I am facing a similar issue trying to port a numerical-relativity code to Apple Silicon (https://spectre-code.org). Your post helped me clarify the issue...thank you kindly!
Here's what's going on. TL;DR — on arm64 macs, executables turn out to fail if they are larger than 2GB.
macOS, for efficiency reasons, removed standard libraries from the disk, such as libSystem.B.dylib (which contains the c runtime), libc++, etc. Instead, they live in a “shared cache” that’s loaded into memory and then linked by dyld when the executable is run. However, if your executable is large enough that it extends into the address range where the shared cache is stored (it’s always loaded at a fixed address range), then the shared cache is no longer available, because you’ve overwritten part of the shared region it lives in.
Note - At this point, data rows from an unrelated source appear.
PR #1115, opened 2024-10-21
feature/graph-time-scales

gecBurton:
## Context

As an Admin I want to be able to see user metrics per week/day/hour not just per day

1. it is now possible to change the timescale of the graph, via a drop-down "select time scale", see picture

In that case, the linker refuses to use the shared linker cache, which means you can't link against the c runtime in libSystem, leading to the error you received.
/Library/Developer/CommandLineTools/SDKs/MacOSX.sdk/usr/include/mach/shared_region.h says what address the shared region begins at, and its size. Look for SHARED_REGION_BASE_ARM64 and SHARED_REGION_SIZE_ARM64: these say the size and starting address of the shared region containing the shared linker cache. On ARM64, the region starts at address 0x180000000, which is 6GB above 0x0. But on arm64, your executable gets loaded starting at 0x100000000 (4GB above 0x0), to ensure for security reasons that if you accidentally store a pointer in a 32-bit variable, when it gets converted back to 64 bits, the converted result is less than 4GB above address 0x0, which will crash the app. This leaves just 2GB for an executable to fit between the starting address and the start of the shared region.
Your example above uses global variables to extend the executable size to exceed 2GB, and that triggers the error. Reducing the array size enough will lower the executable size enough that it does not overlap with the shared region, which means dyld will use the shared cache and thus will be able to link against the c runtime in libSystem, letting the program run normally.
This problem won't occur on Intel Macs, because on intel the SHARED_REGION_BASE is at a much larger address (0x7FFF00000000).
My problem is that for my numerical-relativity code, it's not so clear how to get our executable size below 2GB. :(
So my follow-up question to your original post is the following: is there any way to run an executable larger than 2GB in size on M1 Macs? I.e., is there a workaround to the issue your example uncovered?
Anyway, I hope this helps! I'd be happy to discuss further if you have any questions, @TomDuff!